A year ago, I decided to let my hair grow out a bit, which I had not done for more than 15 years.


The picture quality is terrible, but here I am on my birthday at the end of November. What's not to like, right? Once again, I couldn't leave well enough alone.

The January doldrums hit hard and I decided that due to my advancing years and crow's feet, maybe it was time to retreat a little from the blonde. So I deviated from the tried and true and used L'Oreal Sublime Mousse #70, "Pure Dark Blonde". I figured it would be a tad darker, but still vaguely blonde. Oh, I was so wrong! There is nothing,  and I mean nothing, blonde about this:


It's just, well, so BROWN. Not that there's anything wrong with that, but I am a blonde. No matter what my roots may say, I am a blonde, dammit.

Where are my car keys? I'm headed to Target for some Toasted Coconut! As God is my witness, I'll never be [brown ] again!

3 comments:

  1. YOU LOOK LIKE ME!
    or
    I LOOK LIKE YOU

    ok...so hear me out...
    there is a look in your eyes..and it reminds me of ME
    something CRAZY familiar
    wow
    I keep looking at it

    I think we are related


    and yeah
    that is not blonde
    fix that fast

    ReplyDelete
  2. You are so funny.

    I never would have suspected you color your own hair. It always looks great.

    Love,

    Ms.
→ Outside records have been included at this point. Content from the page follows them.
PR #1995, opened 2026-08-22
perf(server): push prompt-family kind filters into submission listing SQL

### LINKED ISSUE #1994: perf: submission listing pages the whole table when filtering by Review/Planner/Prompt kind; row projection computed 3x
## Problem

`append_runtime_definition_summaries` (`crates/harness-server/src/http/task_query_routes/runtime_submissions.rs:47-138`) lists runtime submissions with keyset pagination, but one slice of the kind filter never reaches SQL:

### 1. Fine kind discrimination is post-fetch → full-table paging

The store query already discriminates coarsely (`submission_instances.rs:120-126`):

- `$7` (include_issue): `github_issue_pr` rows **with** `issue_number`
- `$8` (include_pr): `github_issue_pr` rows **without** `issue_number`
- `$9` (include_prompt): everything that is not `github_issue_pr`

But Prompt vs Review vs Planner is decided per-row in Rust via `runtime_submission_task_kind` → `prompt_execution_policy(&workflow.data)` reading `data.execution_policy.task_kind` (`runtime_submissions.rs:108`, `workflow_runtime_submission/mod.rs:122`). When the caller asks for e.g. `kinds=[Planner]` or `kinds=[Review]`, SQL still returns the entire prompt family and the loop discards non-matching rows page by page — on a table dominated by plain Prompt submissions, listing Reviews walks the whole table (fetch 50, project every row, throw most away, repeat) until it accumulates `limit` matches or hits the end.

The discriminator is available in SQL as `data->'data'->'execution_policy'->>'task_kind'` (serde `snake_case`: `prompt`/`review`/`planner`; missing policy defaults to `prompt`), so the filter can be pushed down like `task_statuses` already is (`submission_instances.rs:128`).

### 2. Row projection computed up to 3×

`RuntimeWorkflowProjection::from_workflow_with_registry(...)` runs:

- once per fetched workflow for the cursor candidate (`:91-98`),
- again in the loop body for every workflow (`:100-104`),
- a third time inside `runtime_workflow_task_summary` (`:115-120` → `:163-169`).

So each row is projected twice and the last row of every page three times.

## Proposed fix

1. Extend `WorkflowSubmissionFilter` with `prompt_task_kinds: Vec<String>` (empty = unconstrained). Add one predicate to `list_submission_instances_page`:
   `(NOT $9 OR cardinality($16::text[]) = 0 OR COALESCE(data->'data'->'execution_policy'->>'task_kind', 'prompt') = ANY($16))`.
   The handler maps `filter.kinds ∩ {Prompt, Review, Planner}` into it. Rows with malformed `execution_policy` keep today's fail-closed behavior because `runtime_submission_task_kind` still validates each fetched row before inclusion — SQL narrowing only removes rows that could never match anyway.
2. Compute the projection once per row and reuse it for the kind check, dedupe key, cursor candidate, and summary construction (change `runtime_workflow_task_summary` to accept the precomputed projection / borrow the instance).

No behavior change for callers: same ordering, same dedupe, same error surface.

majiayu000:
Closes #1994

## Problem

Listing submissions filtered to `Review` or `Planner` paged through the **entire prompt family**. The store query only discriminates coarsely (Issue rows / Pr rows / non-github prompt-family rows); the Prompt vs Review vs Planner split was applied per row in Rust after fetch, reading each row's `execution_policy.task_kind`. On a Prompt-dominated table, a Review filter fetched page after page (50 at a time), projected every row, and discarded most of them — O(table) work per listing request.

Separately, every row's `RuntimeWorkflowProjection` was computed up to three times: once for the cursor candidate, once in the loop body, and once more inside the summary builder.

## Change

- `WorkflowSubmissionFilter` gains `prompt_task_kinds: Vec<String>`; one new predicate in `list_submission_instances_page` reads `data->'data'->'execution_policy'->>'task_kind'` (COALESCE to `'prompt'`, matching the Rust default) so fine kind discrimination happens in SQL alongside the existing `task_statuses` pushdown.
- The handler maps `filter.kinds ∩ {Prompt, Review, Planner}` into the new field (`TaskKind::as_str` added, mirroring the serde snake_case representation).
- Each row is now projected exactly once: the single projection feeds the kind check, dedupe key, page cursor, and summary construction.
- Fail-closed behavior preserved: `runtime_submission_task_kind` still parses/validates every fetched row, so a malformed `execution_policy` still aborts the listing exactly as before.

## Tests

- New store test `submission_filter_discriminates_prompt_family_kinds_in_sql`: seeds planner/review/default-prompt instances, asserts `prompt_task_kinds=["planner"]` returns only the planner row and an empty list keeps the whole family visible.

## Verification

Fresh local runs against throwaway PostgreSQL 16:

- `cargo test -p harness-workflow --lib` — 748 passed / 0 failed
- targeted: `submission_filter` filter 2 passed
- `runtime_submission` server filter — 77 passed
- `cargo test -p harness-server --lib` — **1626 passed / 0 failed**
- `cargo fmt --all -- --check` — clean
- `cargo clippy --workspace --all-targets -- -D warnings` — clean


majiayu000:
Pushed 93381e0d addressing all three open review findings:

- **GitHub rows dropped from mixed queries** (Gemini critical / Codex P2): the prompt-kind predicate is now scoped by `definition_id <> 'github_issue_pr'`, matching the Rust-side classification order.
- **Corrupt policies vanish under filters** (Codex P2): rows whose persisted `execution_policy.task_kind` falls outside `TaskKind`'s serde values are always kept in the fetched set (`<> ALL()`), so `runtime_submission_task_kind` still rejects them fail-closed instead of listings silently hiding them.
- **Duplicate `as_str`** removed in favor of the existing `AsRef<str>` impl.

New store test seeds a github_issue_pr row plus a corrupt-policy row alongside the prompt family and pins both behaviors.

majiayu000:
Pushed 8013cce6: the CI failure (`submission_filter_discriminates_prompt_family_kinds_in_sql`) was a real SQL bug in my keep-arm — `x <> ALL('{}')` is vacuously TRUE in PostgreSQL, so an empty `recognized_task_kinds` set leaked every row past strict kind filters. The arm is now guarded on `cardinality($17) > 0`; callers that never opt in keep pre-existing semantics. Verified against a disposable local PostgreSQL: full harness-workflow lib suite 749 passed / 0 failed, including both the CI-failing test and the new corrupt-policy regression test.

Brownie Pants (wait...that doesn't really sound right)

    ReplyDelete
  3. I dunno. That's looking faintly red to me--not so much "brown." I assume you've changed it by now?

    I've never colored my hair, but as my former red gets increasingly brown with age (hey, wait, my hair color is what you have in that final photo...?!), I do consider getting some sort of "lights" put in. You shall be Miyagi to my Karate Kid when this time is upon me.